The version of Ruby syntax that we should be parsing with.

This is used to allow consumers to specify which behavior they want in case they need to parse in the same way as a specific version of CRuby would have.

Enumerator
PM_OPTIONS_VERSION_UNSET 

If an explicit version is not provided, the current version of prism will be used.

PM_OPTIONS_VERSION_CRUBY_3_3 

The vendored version of prism in CRuby 3.3.x.

PM_OPTIONS_VERSION_CRUBY_3_4 

The vendored version of prism in CRuby 3.4.x.

PM_OPTIONS_VERSION_CRUBY_3_5 

The vendored version of prism in CRuby 3.5.x.

PM_OPTIONS_VERSION_LATEST 

The current version of prism.

Function Documentation

◆ pm_options_read()

void pm_options_read ( pm_options_t options,
const char *  data 
)

Deserialize an options struct from the given binary string.

This is used to pass options to the parser from an FFI call so that consumers of the library from an FFI perspective don't have to worry about the structure of our options structs.
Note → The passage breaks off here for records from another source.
PR #713, opened 2026-03-23
test: add unit tests for migrateDirectoryStructure

### LINKED ISSUE #612: Test: add unit tests for migrateDirectoryStructure migration
## Summary

Add unit tests for the `migrateDirectoryStructure` function in `cmd/upgrade/upgrade.go`.

## What to test

This function migrates legacy directory layouts: renames `config/<wiki_id>/` to `config/settings/wikis/<wiki_id>/` and moves global PHP files to `config/settings/global/`.

Test cases:
- Legacy layout present — should migrate directories
- Already-migrated layout — should be a no-op
- Multiple wiki directories
- Dry-run mode — should report changes without modifying anything
- Mixed state (some wikis migrated, some not)

## How to test

Use `t.TempDir()` to create temporary directory structures. No Docker or orchestrator needed.

## Context

Part of the test coverage initiative (#241).

kajal-jotwani:
The pull request adds unit tests for the `migrateDirectoryStructure` function in `cmd/upgrade/upgrade.go`.

The function has two migration paths (per-wiki dirs and global PHP files) so I tried to make sure both are covered properly, including the edge cases:

- basic legacy layout where both a wiki dir and a global PHP file need moving
- already-migrated instance - this one also puts a legacy PHP file in `config/settings/` alongside its copy in `global/` so the skip-if-destination-exists branch actually gets hit, not just skipped over silently
- multiple wikis in legacy layout
- dry-run - reports changes but touches nothing on disk
- mixed state where one wiki is legacy, one is already migrated, and one has no directory at all

Fixes: #612

### DIFF
--- a/cmd/upgrade/upgrade_test.go
+++ b/cmd/upgrade/upgrade_test.go
@@ -354,3 +354,269 @@ func TestRemoveEmptyComposerLocalPreservesPopulated(t *testing.T) {
 		t.Error("file content should be unchanged")
 	}
 }
+
+func writeWikisYAML(t *testing.T, installPath string, wikiIDs ...string) {
+	t.Helper()
+
+	configDir := filepath.Join(installPath, "config")
+	if err := os.MkdirAll(configDir, 0755); err != nil {
+		t.Fatal(err)
+	}
+
+	var b strings.Builder
+	b.WriteString("wikis:\n")
+	for _, id := range wikiIDs {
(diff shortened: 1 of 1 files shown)


cicalese (approved):
Thanks for the contribution! Thorough coverage — the mixed-state and dry-run tests are especially valuable for catching real-world upgrade edge cases.

Issue #163, opened 2025-06-06
[Singer] AWS KMS Signer


frisitano:
# Overview
We should implement an AWS KMS signer such that we never have to have the signing key on the node. This can be achieved using [`alloy-signer-aws`](https://github.com/alloy-rs/alloy/tree/main/crates/signer-aws) crate.

PR #165, opened 2025-06-13
feat: add AWS signer configuration for sequencer signing

colinlyguo:
# Overview
This PR extends the sequencer signing configuration by adding AWS KMS support alongside the existing private key file option. It introduces the `--signer.aws-kms-key-id` parameter and implements mutually exclusive validation between the two signing methods to ensure exactly one is specified when the sequencer is enabled (unless in test mode).

closes https://github.com/scroll-tech/rollup-node/issues/163


README.md
```diff
@@ -122,19 +122,34 @@ To run a sequencer node you should build the binary in release mode using the in
 
 Then, you can run the sequencer node with the following command:
 
+### Using Private Key File
```
frisitano, line 125: Should we mention that the key should be hex encoded here as well?

crates/node/src/add_ons/rollup.rs
```diff
@@ -256,3 +269,25 @@ impl RollupManagerAddOn {
...
+        .map_err(|e| eyre::eyre!("Failed to initialize AWS KMS signer: {}", e))?;
+
+    tracing::info!(
+        "Created AWS KMS signer with address: {} for chain ID: {}",
+        aws_signer.address(),
+        chain_id
+    );
+
+    Ok(aws_signer)
+}
```
frisitano, line 293: Let's refactor this slightly. Instead of having this logic and the above logic on line 220 for creating the signer. We should add a function on `SignerArgs` such that we have something like this:

```rust
impl SignerArgs {
    pub fn signer(&self, chain_id: u64) -> Option<Box<dyn alloy_signer::Signer>> {
        todo!()
    }
}
```

What do you think?

frisitano (changes requested):
Added some minor comments inline about moving the `Signer` creation logic into the `SignerArgs`.

crates/node/src/add_ons/rollup.rs
colinlyguo: Makes sense, which is a good practice to encapsulate the logic. refactored in commit [1da8e80](https://github.com/scroll-tech/rollup-node/pull/165/commits/1da8e80ead62343f7e1dd342201e5f08856baa3b).

frisitano (approved):
looks great! lgtm

crates/node/src/args.rs
```diff
@@ -146,9 +152,83 @@ pub struct SignerArgs {
...
+
+            Ok(Some(Box::new(aws_signer)))
+        } else {
+            // This should not happen because ScrollRollupNodeConfig::validate() should catch this,
+            // but we handle it defensively
+            tracing::error!("No signer configured for chain ID: {}", chain_id);
+            Err(eyre::eyre!(
+                "No signer configured: neither key_file nor aws_kms_key_id is set for chain ID {}",
+                chain_id
+            ))
```
frisitano, line 229: Isn't it possible that we don't have a signer enabled, so we should return `Ok(None)`?

frisitano (changes requested):
Left a comment inline.

PR #173, opened 2025-06-17
feat: break payload building

greged93:
Integrates changes done on Reth related to payload building breaker and adds e2e testing for the breaker.


frisitano (approved):
Looks good! lgtm

Issue #176, opened 2025-06-18
[CI] Revert nextest version to `latest` in CI


frisitano:
# Overview
We had to temporarily pin a `nextest` version in CI due to an issue with the `latest` version. When this is fixed we can revert.
reference: https://github.com/taiki-e/install-action/issues/1005

PR #177, opened 2025-06-18
fix: pin nextest version

frisitano:
# Overview
The latest version of `nextest` introduces a bug when using it in CI. This issue pins the nextest version. I have created an issue to track this in the future #176.


greged93 (approved):
lgtm!

PR #180, opened 2025-06-24
feat: update block data hint database models

greged93:
Updates the database models for the block data hint.


crates/providers/src/execution_payload.rs
```diff
@@ -1,88 +0,0 @@
-use std::fmt::Debug;
```
greged93, line 1: I removed this trait, it wasn't very useful in the end, just a wrapper around `Provider`...

crates/database/migration/src/m20250408_150338_load_header_metadata.rs
```diff
@@ -270,23 +277,46 @@ impl MetadataDecoder {
...
 
-        if buf.len() < B256::len_bytes() + seal_length + 2 {
+        // flag + vanity index + state root + coinbase + nonce + seal
+        let total_expected_size = 2 * size_of::<u8>() +
+            B256::len_bytes() +
+            Address::len_bytes() * has_coinbase as usize +
+            size_of::<u64>() * has_nonce as usize +
+            seal_length;
+
+        if buf.len() < total_expected_size {
```
frisitano, line 293: Should we raise an error in this case?

crates/engine/src/future/mod.rs
```diff
@@ -235,24 +238,27 @@ where
...
-        .execution_payload_for_block((fcs.safe_block_info().number + 1).into())
+    let maybe_execution_payload = provider
+        .get_block((fcs.safe_block_info().number + 1).into())
+        .full()
         .await
         .map_err(|_| EngineDriverError::ExecutionPayloadProviderUnavailable)?
-        .filter(|ep| matching_payloads(&payload_attributes, ep, fcs.safe_block_info().hash));
+        .map(|b| b.into_consensus().map_transactions(|tx| tx.inner.into_inner()))
+        .filter(|b| block_matches_attributes(&payload_attributes, b, fcs.safe_block_info().hash))
+        .map(|b| ExecutionPayload::from_block_slow(&b).0);
```
frisitano, line 261: Do we need to do this final map? Can we just use the block instead for the `if let` statement below?

frisitano (dismissed):
Looks good. Left minor nits inline.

Since the source of these calls will be from Ruby implementation internals we assume it is from a trusted source.

data is assumed to be a valid pointer pointing to well-formed data. The layout of this data should be the same every time, and is described below:

# bytes field
4 the length of the filepath
... the filepath bytes
4 the line number
4 the length the encoding
... the encoding bytes
1 frozen string literal
1 -p command line option
1 -n command line option
1 -l command line option
1 -a command line option
1 the version
1 encoding locked
1 main script
1 partial script
1 freeze
4 the number of scopes
... the scopes

The version field is an enum, so it should be one of the following values:

value version
0 use the latest version of prism
1 use the version of prism that is vendored in CRuby 3.3.0

Each scope is laid out as follows:

# bytes field
4 the number of locals
1 the forwarding flags
... the locals

Each local is laid out as follows:

# bytes field
4 the length of the local
... the local bytes

Some additional things to note about this layout:

  • The filepath can have a length of 0, in which case we'll consider it an empty string.
  • The line number should be 0-indexed.
  • The encoding can have a length of 0, in which case we'll use the default encoding (UTF-8). If it's not 0, it should correspond to a name of an encoding that can be passed to Encoding.find in Ruby.
  • The frozen string literal, encoding locked, main script, and partial script fields are booleans, so their values should be either 0 or 1.
  • The number of scopes can be 0.
Parameters
optionsThe options struct to deserialize into.
dataThe binary string to deserialize from.

This is used to pass options to the parser from an FFI call so that consumers of the library from an FFI perspective don't have to worry about the structure of our options structs. Since the source of these calls will be from Ruby implementation internals we assume it is from a trusted source.